The primary battle, though, is still for users. Altman said publicly earlier this month that OpenAI now has 300 million weekly active users. Over the next year, the company is reportedly targeting 1 billion.

That level of growth will likely require a pricey marketing push and fast-tracked feature launches, as the company advances in its two-year timeline for transitioning from a nonprofit into a fully for-profit company. Earlier this month, OpenAI announced it had hired its first chief marketing officer, nabbing Kate Rouch from crypto company Coinbase.

Then there’s the increasingly complicated relationship with Microsoft, OpenAI’s lead investor and key cloud provider. While both companies continue to tout the value of their close partnership, there are increasing signs of tension.

Following Altman’s abrupt but short-lived ouster from OpenAI late last year, reports surfaced that Microsoft CEO Satya Nadella was not briefed beforehand. After Altman was quickly reinstated, OpenAI gave Microsoft a non-voting board seat. Microsoft relinquished the position in July.
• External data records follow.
Issue #612, opened 2023-04-04
Cleanup blocks has unexpected behaviour when using multiple tenats


simonswine:
As we currently do not query from object store at all, we rely on the local disk to query blocks from. In order to avoid disks filling up we implemented a clean up method that becomes effective if the disk has high utilization:

https://github.com/simonswine/phlare/blob/4b3c7f639b61c51cf9c846a6c4dea5913deea758/pkg/phlaredb/phlaredb.go#LL181C6-L181C6

As this method is run once per tenant it will not handle certain cases correctly:

* An old tenant that no longer receives traffic (and hence has no active instance of PhlareDB cleaning up old blocks, will never get cleaned up.
* With multiple tenants it will delete the oldest blocks each, which could mean for a just onboarded tenant it will even delete a very recent block

#### Ideas

I am not too opinionated how we solve that but we could:

* Implement a configured retention period where we only ever delete blocks older than it.
* Move the cleanup loop outside of PhlareDB and run it once for all tenants. Only cleanup the oldest blocks across tenants until the disk is no longer in HighDiskUtilization.

PR #628, opened 2023-04-14
Add support for global size-based retention policy

kolesnikovae:
Resolves https://github.com/grafana/phlare/issues/612.

One of the drawbacks is that mount points and symlinks are not honoured: if one uses a separate file system for a specific tenant (or a group), this fact is completely ignored. An ultimate solution to this would be tracking each file system independently. As a workaround, we could make it so that a user can exclude tenants from this global policy.

This change also allows implementing per-tenant retention policies in an easy way.


pkg/ingester/retention_test.go
```diff
@@ -0,0 +1,183 @@
...
+	dir  bool
+}
+
+func (f *fakeFile) Name() string               { return f.name }
+func (f *fakeFile) IsDir() bool                { return f.dir }
+func (f *fakeFile) Info() (fs.FileInfo, error) { panic("not implemented") }
+func (f *fakeFile) Type() fs.FileMode          { panic("not implemented") }
+
+/*
+func TestPhlareDB_cleanupBlocksWhenHighDiskUtilization(t *testing.T) {
```
kolesnikovae, line 45: To be added

pkg/phlaredb/phlaredb.go
```diff
@@ -273,6 +152,9 @@ func (f *PhlareDB) loop() {
 			f.runBlockQuerierSync(ctx)
 		case <-blockScanTicker.C:
 			f.runBlockQuerierSync(ctx)
+		case b := <-f.evictCh:
+			b.evicted, b.err = f.blockQuerier.evict(b.blockID)
+			close(b.done)
```
kolesnikovae, line 157: Not related to the PR, but: to me it's not entirely clear whether the head block is visible to queries in-between `Flush` and `runBlockQuerierSync`:
```go
		case <-f.Head().flushCh:
			if err := f.Flush(ctx); err != nil {
				level.Error(f.logger).Log("msg", "flushing head block failed", "err", err)
				continue
			}
			f.runBlockQuerierSync(ctx)
```

pkg/ingester/ingester.go
```diff
@@ -97,36 +99,42 @@ func New(phlarectx context.Context, cfg Config, dbConfig phlaredb.Config, storag
...
-	}
-
-	err = i.lifecycler.AwaitRunning(ctx)
-	if err != nil {
-		return err
-	}
-
-	return nil
+	return services.StartManagerAndAwaitHealthy(ctx, i.subservices)
 }
```
kolesnikovae, line 115: I failed to find why we need to use the background context, and the server seems to be working fine without it. But I'm not 100% sure if there's a catch

pkg/phlaredb/phlaredb.go
```diff
@@ -459,3 +342,23 @@ func (f *PhlareDB) Flush(ctx context.Context) error {
...
+// No evictions should be done after and during the Close call.
+func (f *PhlareDB) Evict(blockID ulid.ULID) (bool, error) {
+	e := &blockEviction{
+		blockID: blockID,
+		done:    make(chan struct{}),
+	}
+	f.evictCh <- e
+	<-e.done
+	return e.evicted, e.err
+}
```
kolesnikovae, line 364: The idea here is to prevent disk access races: when a block is getting removed from the disk, we need to make sure that no queries will hit it. Given that we also need to manage a global retention policy the method is public

pkg/ingester/retention.go
```diff
@@ -0,0 +1,225 @@
...
+
+	"github.com/grafana/phlare/pkg/phlaredb"
+	"github.com/grafana/phlare/pkg/phlaredb/block"
+	diskutil "github.com/grafana/phlare/pkg/util/disk"
+)
+
+const (
+	defaultMinFreeDisk                        = 10 * 1024 * 1024 * 1024 // 10Gi
+	defaultMinDiskAvailablePercentage         = 0.05
+	defaultRetentionPolicyEnforcementInterval = 5 * time.Minute
```
kolesnikovae, line 26: I think it might be worthy to make the parameters configurable

simonswine: I tend to agree, it will always be a balance between flexibility and making Pyroscope complex to operate, but being able to change that or disable deletion all together is more than a nice to have. That said I wouldn't mind if you do this in here or in a follow up PR.

pkg/ingester/retention.go
```diff
@@ -0,0 +1,225 @@
...
+	if err != nil {
+		return err
+	}
+
+	for volumeStatsCurrent.HighDiskUtilization && len(blocks) > 0 && ctx.Err() == nil {
+		// When disk utilization is not lower since the last loop, we end the
+		// cleanup there to avoid deleting all blocks when disk usage reporting
+		// is delayed.
+		if volumeStatsPrev != nil && volumeStatsPrev.BytesAvailable >= volumeStatsCurrent.BytesAvailable {
+			level.Warn(e.logger).Log("msg", "disk utilization is not lowered by deletion of a block, pausing until next cycle")
```
simonswine, line 195:
```suggestion
	defaultRetentionPolicyEnforcementInterval = 5 * time.Minute
```

Just a note here, for my own Laptop, the filesystem `btrfs` is fairly slow to reflect the free disk change (or doesn't at all because of snapshots). So that basically means we would delete a block every 5 minutes. Which I think is ok and better than deleting all blocks because the free disk space doesn't go down.

simonswine (approved):
LGTM. Great work! I have tested this extensively locally and it did behave exactly as I expected it to. Also good effort on covering it all with tests.

pkg/ingester/retention.go
kolesnikovae: Oh, that's a great point, which worth mentioning in docs. As a small optimization, I'll implement batch removal that relies on the actual block size on disk.

kolesnikovae:
Thank you so much for the review and help with testing @simonswine!

PR #629, opened 2023-04-14
chore: replace 'Application' for 'ProfileID' to better match phlare's semantics

eh-am:
image

Honestly not sure about using "Proflie ID", any thoughts @Rperry2174?

Edit: used "Profile Type" as suggested


simonswine (approved):
LGTM


I probably would call it "Profile Type"

Rperry2174:
> LGTM
> 
> 
> 
> 
> 
> I probably would call it "Profile Type"
> 
> 

Agreed

PR #634, opened 2023-04-18
feat: truncation when converting to flamebearer

petethepig:
Tested this on OG pyroscope cloud data, the first two are with truncation, second two without truncation:

Screenshot 2023-04-17 at 9 37 03 PM

This is still work in progress, I want to run more tests, particularly curious how much faster this gets with larger responses.


pkg/querier/flamegraph.go
```diff
@@ -138,3 +144,24 @@ func ExportToFlamebearer(fg *querierv1.FlameGraph, profileType *typesv1.ProfileT
 		},
 	}
 }
+
+const maxNodesDefault = 2048
```
petethepig, line 148: I think this is the key part someone should review in this PR. I'm setting the number of nodes to 2048 by default, which can be low in some instances. There's also currently no way to override it on the frontend.

pkg/querier/flamegraph.go
```diff
@@ -45,37 +48,40 @@ func NewFlameGraph(t *tree) *querierv1.FlameGraph {
 		var i int
 		var ok bool
 		name := current.node.name
-		if i, ok = nameLocationCache[name]; !ok {
-			i = len(names)
-			if i == 0 {
-				name = "total"
+		if current.node.total >= minVal || name == "other" {
```
simonswine, line 51: Assuming the "other" is not implemented right now (maybe I missed it).

In my opinion we should be transparent, there is "more". But that could also be a follow-up PR.

api/querier/v1/querier.proto
```diff
@@ -48,6 +48,7 @@ message SelectMergeStacktracesRequest {
   string label_selector = 2;
   int64 start = 3; // milliseconds since epoch
   int64 end = 4; // milliseconds since epoch
+  int64 max_nodes = 5;
```
simonswine, line 51: Not a proto expert, but with `optional` we could get a pointer to see if it has been set or not.

```suggestion
  optional int64 max_nodes = 5;
```

simonswine, line 51: A comment would be nice here:

```suggestion
  int64 max_nodes = 5; // Limit the nodes returned to only show the node with the max_node's biggest total
```

simonswine (approved):
I am not entirely convinced this is the best way of doing that. 

It is obviously not the same for those high amount of nodes, but when I set  it to something quite low like 8. I am not getting a very helpful picture:

Screenshot from 2023-04-19 11-20-16

I think at least we should group the removed values into a "other" node on each level.

I wonder if we get better results implementing something like:

* Find the top max_nodes by self value.
* Keep all non-leaf nodes and  group the (leaf) values removed into an other node

I feel this will get quite complex quickly.

I think I would be OK to merge if we make it opt in, so default `max_nodes=-1` and expose it as an option so we can gather more feedback.

petethepig:
Ran some somewhat scientific tests.

This is all for 1 hour `{}` queries on data remote written from pyroscope og cloud self profiling to dev-001 cluster

Screenshot 2023-04-20 at 10 14 51 PM

PR #635, opened 2023-04-18
feat: timelines

eh-am:
Support timelines:
image

Couple points:
* The resolution calculation is heavily inspired by Grafana's (https://github.com/grafana/grafana/blob/bc11a484ed97d9c87e8dd42347c2c34713e9e441/pkg/tsdb/intervalv2/intervalv2.go#L1), which is more fine grained compared to OG Pyroscope's (https://github.com/grafana/pyroscope/blob/d7ed25ebb6c50a7eab906666933d48e71573d3e8/pkg/storage/segment/constants.go#L7-L24)
* Grafana's implementation uses the frontend size as a hint on how many points to calculate. 
Since OG Pyroscope doesn't do that (and changing it would require some effort), I am hardcoding a default, which can be revised later.


pkg/querier/http.go
```diff
@@ -87,8 +87,37 @@ func (q *QueryHandlers) Render(w http.ResponseWriter, req *http.Request) {
...
+			ProfileTypeID: selectParams.ProfileTypeID,
+			LabelSelector: selectParams.LabelSelector,
+			Start:         selectParams.Start,
+			End:           selectParams.End,
+			Step:          float64(timelineStep),
+		}))
+	if err != nil {
+		http.Error(w, err.Error(), http.StatusInternalServerError)
+		return
+	}
```
cyriltovena, line 104: We should fire those in parallel maybe ?

cyriltovena: using `g, ctx := errgroup.WithContext(ctx)` and then Go() for each upstream call.

pkg/querier/http.go
```diff
@@ -82,13 +84,50 @@ func (q *QueryHandlers) Render(w http.ResponseWriter, req *http.Request) {
...
+	})
+
+	err = g.Wait()
 	if err != nil {
 		http.Error(w, err.Error(), http.StatusInternalServerError)
 		return
 	}
+
+	if len(resSeries.Msg.Series) > 1 {
+		http.Error(w, fmt.Sprintf("can't construct timeline since multiple series have been returned: '%d'", len(resSeries.Msg.Series)), http.StatusBadRequest)
```
cyriltovena, line 117: Should never be the case since you're not passing a by parameters btw.

cyriltovena (approved):
LGTM

pkg/querier/http.go
eh-am: good point

PR #639, opened 2023-04-19
fix(pyroscope): use nanos sample type units for cpu & wall profiles

korniltsev:
addresses https://github.com/grafana/pyroscope/issues/2070 and https://github.com/grafana/pyroscope/issues/2073
depends on https://github.com/grafana/pyroscope/pull/1927

### DIFF
--- a/go.mod
+++ b/go.mod
@@ -278,5 +278,6 @@ replace (
 	// merged upstream yet.
 	github.com/hashicorp/memberlist => github.com/grafana/memberlist v0.3.1-0.20220708130638-bd88e10a3d91
 	github.com/prometheus/prometheus => github.com/prometheus/prometheus v0.41.0
+	github.com/pyroscope-io/pyroscope => ../../pyroscope/pyroscope
 	google.golang.org/grpc => google.golang.org/grpc v1.44.0
 )
--- a/go.mod
+++ b/go.mod
@@ -38,7 +38,7 @@ require (
 	github.com/prometheus/client_golang v1.14.0
 	github.com/prometheus/common v0.39.0
 	github.com/prometheus/prometheus v1.99.0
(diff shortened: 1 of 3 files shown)


dalehamel:
I was thinking of making just such a PR, but you've beaten me to it :)

I hope this can be merged and made available in a weekly release soon so we can kick the tires on it 🤞

go.mod
```diff
@@ -278,5 +278,6 @@ replace (
 	// merged upstream yet.
 	github.com/hashicorp/memberlist => github.com/grafana/memberlist v0.3.1-0.20220708130638-bd88e10a3d91
 	github.com/prometheus/prometheus => github.com/prometheus/prometheus v0.41.0
+	github.com/pyroscope-io/pyroscope => ../../pyroscope/pyroscope
```
petethepig, line 281: make sure to fix this before merging

petethepig (approved):
LGTM, but make sure to change things in go.mod

Also, I merged https://github.com/grafana/pyroscope/pull/1927

pkg/ingester/pyroscope/ingest_adapter.go
```diff
@@ -141,7 +151,7 @@ func convertMetadata(pi *storage.PutInput) (metricName, stType, stUnit, app stri
 		stType = stTypeSamples
 		stUnit = stUnitCount
 	case "wall":
```
petethepig, line 153: This is kind of separate, but @korniltsev what do you think about defaulting to CPU if there's no prefix instead of throwing an error? (`default` case)

korniltsev: I don't have a strong opinion on this matter, I'm not opposed to this solution, I just thought that personally, I would notice an error in the logs faster than incorrect data in the UI.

In March, Nadella brought on Mustafa Suleyman, who had co-founded AI research company DeepMind and sold it to Google in 2014. Suleyman, later co-founded and led startup Inflection AI, and was effectively acquihired by Microsoft.

In its annual report published in July, Microsoft named OpenAI as a competitor, adding the company to a roster that for years has included megacap peers Amazon, Apple, Google and Meta. And in October, OpenAI debuted a search feature within ChatGPT that positions it to better compete with search engines like Google and Microsoft’s Bing.

But the thorniest issue heading into the new year likely involves Musk, who has been a fixture at President-elect Donald Trump’s Mar-a-Lago resort in Florida since the election.

Trump has said in the past that he would repeal President Joe Biden’s AI executive order, issued in October 2023, which introduced new safety assessments, equity and civil rights guidance and research on AI’s impact on the labor market.

Musk is set to to lead the Trump administration’s Department of Government Efficiency (DOGE), which is expected to function as an advisory office, alongside onetime Republican presidential candidate Vivek Ramaswamy. His new role could give Musk, who also runs Tesla and SpaceX and owns social media company X, influence over federal agencies’ budgets, staffing and regulations in ways that favor his companies.

“Starting to feel like The @DOGE has real potential,” Musk posted on X last month.

OpenAI did not provide a comment for the story, and Musk didn’t respond to a request for comment.